> **WORK ORDER**:
Without omitting anything, return the records precisely as given.

● ● ● ● ●

PR #3907, opened 2020-09-07
Parallel module install

lizmat:
An attempt at parallelizing module installation, now that a blocking race condition has been fixed by nine.

### DIFF
--- a/src/core.c/CompUnit/Repository/Installation.pm6
+++ b/src/core.c/CompUnit/Repository/Installation.pm6
@@ -148,147 +148,191 @@ sub MAIN(:$name, :$auth, :$ver, *@, *%) {
     }
 
     method install(Distribution $distribution, Bool :$force) {
-        my $dist  = CompUnit::Repository::Distribution.new($distribution);
+        my $dist := CompUnit::Repository::Distribution.new($distribution);
         my %files = $dist.meta<files>.grep(*.defined).map: -> $link {
-            $link ~~ Str ?? ($link => $link) !! ($link.keys[0] => $link.values[0])
+            $link ~~ Str
+              ?? ($link => $link)
+              !! ($link.keys.head => $link.values.head)
         }
 
-        $!lock.protect( {
-        my @*MODULES;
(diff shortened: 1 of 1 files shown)


src/core.c/CompUnit/Repository/Installation.pm6
```diff
@@ -148,147 +148,200 @@ sub MAIN(:$name, :$auth, :$ver, *@, *%) {
...
+                        note "(Already doing $id)" if $verbose;
+                        next;
+                    }
+
+                    my $source      := $sources-dir.add($id);
+                    my $source-file := $repo-prefix
+                      ?? $repo-prefix ~ $source.relative($.prefix)
+                      !! $source;
+
+                    @promises.push: start {
```
ugexe, line 321: Spawning a process for every module listed under provides is going to reach diminishing returns pretty quickly.

niner:
> Spawning a process for every module listed under provides is going to reach
> diminishing returns pretty quickly.

The problem is that we don't know the dependencies between the modules in a 
dist. Ordinarily you'd walk the tree bottom up and keep a couple processes 
busy that way, but we don't know how the nodes connect to a tree. Doesn't help 
if you spawn X processes but they all are waiting for the same dependency, 
while there may be other leaf modules available.

So the next step seems to be a large and hard one involving those precomp 
processes communicating their status (compiling/waiting for another precomp) 
to the main process so the latter can throttle accordingly. And even then you 
need even more communication as finishing one dependency may suddenly unblock 
a whole horde of precomp processes.

vrurg:
I did not follow the whole story of parallelizing precomps and may miss a thing. But how hard would it be to make it a task queue based processing? So that limited number of worker threads are pre-spawned and each would pick a task from a channel?

ugexe:
> I did not follow the whole story of parallelizing precomps and may miss a thing. But how hard would it be to make it a task queue based processing? So that limited number of worker threads are pre-spawned and each would pick a task from a channel?

Precompilation currently spawns a new process and thus requires IPC

lizmat:
Closing this now, as it appears we should be able to solve slow installation better with making sure we only precomp a module once in the installation process.

PR #3908, opened 2020-09-12
Decamelify easter eggs

lizmat:
Remove easter egg regarding camels.

And no, this is *not* a request to remove all easter eggs from Rakudo.  This is about removing references to Perl.


japhb:
This particular reference feels sufficiently oblique to be "a humorous reference that some will realize refers to shared history" rather than "clearly a Perl reference at face value".  Also it can be argued that camel and beer are jokes as much about the overall silliness of Unicode (or even of nature itself) as they are about the Perl family of languages per se.

I'd rather keep the oblique camel humor; it makes me smile.  :-)

MattOates:
Why not 🦋 instead?

lizmat:
@MattOates for this to work, we need **2** codepoints, one with one butterfly, and one with two butterflies.

dumarchie:
It's "Camelia, the Raku bug", so we could use 🐛 and 🦋. That would be `.base("raku")` or `.base("bug")`.

dumarchie:
Or we could go for base 3, with 🥚, 🐛 and 🦋. The egg resembles a zero, so it actually makes more sense than using one hump to represent zero and two humps to represent one. There appears to be no symbol for the pupa life stage, but base 4 is square anyway.

japhb:
That almost makes me want to do one with dimensions: ‧‭, |‭, □‭, 🎲‭ or somesuch -- that gives a base-4 system at least.  Too bad I couldn't find a codepoint for tesseract or light cone to go for base-5.  :-)

lizmat:
This PR was about removing the camel easter egg.  Not about adding others.  Since the general feeling is that they should stay, I will close this PR.  Should you feel inclined to add other easter eggs for `.succ` and `.pred`, please do them in a separate PR.  Thank you!

PR #3913, opened 2020-09-14
Fix `--rakudo-home` Configure.pl parameter

### LINKED ISSUE #3537: libperl6_ops_moar.so installed in wrong directory
Hello

While packaging rakudo for Debian, lintian issue the following error:
```
E: rakudo: arch-dependent-file-in-usr-share usr/share/perl6/runtime/dynext/libperl6_ops_moar.so
N: 
N:    This package installs an ELF binary in the /usr/share hierarchy, which
N:    is reserved for architecture-independent files.
```
`libperl6_ops_moar.so` should be installed in `/usr/lib` directory. 

With `moarvm`, `Configure.pl` provides a  `--libdir` option to specify where to install libraries

Could you provide a similar option for rakudo's Configure.pl ?

All the best

## Environment 
* Operating system:  Debian Linux (unstable)
* Compiler version (`perl6 -v`): 2020.02

patrickbkr:
`Perl6::SysConfig` object construction was broken in so far as the
%rakudo-build-config hash was initialized externally after object
construction and thus wasn't available in the `BUILD()` method itself but
was used there. This is fixed by passing a pre-populated
%rakudo-build-config hash to the Perl6::SysConfig constructor.

Fixes #3537


src/Perl6/SysConfig.nqp
```diff
@@ -2,8 +2,14 @@ class Perl6::SysConfig is HLL::SysConfig {
...
-    method BUILD() {
-        %!rakudo-build-config := nqp::hash();
+    method new(:%rakudo-build-config) {
+        my $obj := nqp::create(self);
+        $obj.BUILD(:%rakudo-build-config);
+        $obj
+    }
+
+    method BUILD(:%rakudo-build-config) {
+        %!rakudo-build-config := %rakudo-build-config;
```
patrickbkr, line 12: Is this a valid and good way to construct a subclass with a named parameter in NQP?
A small test shows, that the superclass (HLL::SysConfig) is actually called, but I don't know how.

patrickbkr: Update: It seems, that the super class constructor is called, but the subclass then starts with a blank superclass. So this actually doesn't work.

vrurg:
I'd say there is no need to use the named. Just make it a positional. Besides, even though it doesn't really matter here, but nameds come with some performance price.

patrickbkr:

● ● ● ● ●

> **COMPLETED EXERCISE**:
PR #3907, opened 2020-09-07
Parallel module install

lizmat:
An attempt at parallelizing module installation, now that a blocking race condition has been fixed by nine.

### DIFF
--- a/src/core.c/CompUnit/Repository/Installation.pm6
+++ b/src/core.c/CompUnit/Repository/Installation.pm6
@@ -148,147 +148,191 @@ sub MAIN(:$name, :$auth, :$ver, *@, *%) {
     }
 
     method install(Distribution $distribution, Bool :$force) {
-        my $dist  = CompUnit::Repository::Distribution.new($distribution);
+        my $dist := CompUnit::Repository::Distribution.new($distribution);
         my %files = $dist.meta<files>.grep(*.defined).map: -> $link {
-            $link ~~ Str ?? ($link => $link) !! ($link.keys[0] => $link.values[0])
+            $link ~~ Str
+              ?? ($link => $link)
+              !! ($link.keys.head => $link.values.head)
         }
 
-        $!lock.protect( {
-        my @*MODULES;
(diff shortened: 1 of 1 files shown)


src/core.c/CompUnit/Repository/Installation.pm6
```diff
@@ -148,147 +148,200 @@ sub MAIN(:$name, :$auth, :$ver, *@, *%) {
...
+                        note "(Already doing $id)" if $verbose;
+                        next;
+                    }
+
+                    my $source      := $sources-dir.add($id);
+                    my $source-file := $repo-prefix
+                      ?? $repo-prefix ~ $source.relative($.prefix)
+                      !! $source;
+
+                    @promises.push: start {
```
ugexe, line 321: Spawning a process for every module listed under provides is going to reach diminishing returns pretty quickly.

niner:
> Spawning a process for every module listed under provides is going to reach
> diminishing returns pretty quickly.

The problem is that we don't know the dependencies between the modules in a 
dist. Ordinarily you'd walk the tree bottom up and keep a couple processes 
busy that way, but we don't know how the nodes connect to a tree. Doesn't help 
if you spawn X processes but they all are waiting for the same dependency, 
while there may be other leaf modules available.

So the next step seems to be a large and hard one involving those precomp 
processes communicating their status (compiling/waiting for another precomp) 
to the main process so the latter can throttle accordingly. And even then you 
need even more communication as finishing one dependency may suddenly unblock 
a whole horde of precomp processes.

vrurg:
I did not follow the whole story of parallelizing precomps and may miss a thing. But how hard would it be to make it a task queue based processing? So that limited number of worker threads are pre-spawned and each would pick a task from a channel?

ugexe:
> I did not follow the whole story of parallelizing precomps and may miss a thing. But how hard would it be to make it a task queue based processing? So that limited number of worker threads are pre-spawned and each would pick a task from a channel?

Precompilation currently spawns a new process and thus requires IPC

lizmat:
Closing this now, as it appears we should be able to solve slow installation better with making sure we only precomp a module once in the installation process.

PR #3908, opened 2020-09-12
Decamelify easter eggs

lizmat:
Remove easter egg regarding camels.

And no, this is *not* a request to remove all easter eggs from Rakudo.  This is about removing references to Perl.


japhb:
This particular reference feels sufficiently oblique to be "a humorous reference that some will realize refers to shared history" rather than "clearly a Perl reference at face value".  Also it can be argued that camel and beer are jokes as much about the overall silliness of Unicode (or even of nature itself) as they are about the Perl family of languages per se.

I'd rather keep the oblique camel humor; it makes me smile.  :-)

MattOates:
Why not 🦋 instead?

lizmat:
@MattOates for this to work, we need **2** codepoints, one with one butterfly, and one with two butterflies.

dumarchie:
It's "Camelia, the Raku bug", so we could use 🐛 and 🦋. That would be `.base("raku")` or `.base("bug")`.

dumarchie:
Or we could go for base 3, with 🥚, 🐛 and 🦋. The egg resembles a zero, so it actually makes more sense than using one hump to represent zero and two humps to represent one. There appears to be no symbol for the pupa life stage, but base 4 is square anyway.

japhb:
That almost makes me want to do one with dimensions: ‧‭, |‭, □‭, 🎲‭ or somesuch -- that gives a base-4 system at least.  Too bad I couldn't find a codepoint for tesseract or light cone to go for base-5.  :-)

lizmat:
This PR was about removing the camel easter egg.  Not about adding others.  Since the general feeling is that they should stay, I will close this PR.  Should you feel inclined to add other easter eggs for `.succ` and `.pred`, please do them in a separate PR.  Thank you!

PR #3913, opened 2020-09-14
Fix `--rakudo-home` Configure.pl parameter

### LINKED ISSUE #3537: libperl6_ops_moar.so installed in wrong directory
Hello

While packaging rakudo for Debian, lintian issue the following error:
```
E: rakudo: arch-dependent-file-in-usr-share usr/share/perl6/runtime/dynext/libperl6_ops_moar.so
N: 
N:    This package installs an ELF binary in the /usr/share hierarchy, which
N:    is reserved for architecture-independent files.
```
`libperl6_ops_moar.so` should be installed in `/usr/lib` directory. 

With `moarvm`, `Configure.pl` provides a  `--libdir` option to specify where to install libraries

Could you provide a similar option for rakudo's Configure.pl ?

All the best

## Environment 
* Operating system:  Debian Linux (unstable)
* Compiler version (`perl6 -v`): 2020.02

patrickbkr:
`Perl6::SysConfig` object construction was broken in so far as the
%rakudo-build-config hash was initialized externally after object
construction and thus wasn't available in the `BUILD()` method itself but
was used there. This is fixed by passing a pre-populated
%rakudo-build-config hash to the Perl6::SysConfig constructor.

Fixes #3537


src/Perl6/SysConfig.nqp
```diff
@@ -2,8 +2,14 @@ class Perl6::SysConfig is HLL::SysConfig {
...
-    method BUILD() {
-        %!rakudo-build-config := nqp::hash();
+    method new(:%rakudo-build-config) {
+        my $obj := nqp::create(self);
+        $obj.BUILD(:%rakudo-build-config);
+        $obj
+    }
+
+    method BUILD(:%rakudo-build-config) {
+        %!rakudo-build-config := %rakudo-build-config;
```
patrickbkr, line 12: Is this a valid and good way to construct a subclass with a named parameter in NQP?
A small test shows, that the superclass (HLL::SysConfig) is actually called, but I don't know how.

patrickbkr: Update: It seems, that the super class constructor is called, but the subclass then starts with a blank superclass. So this actually doesn't work.

vrurg:
I'd say there is no need to use the named. Just make it a positional. Besides, even though it doesn't really matter here, but nameds come with some performance price.

patrickbkr:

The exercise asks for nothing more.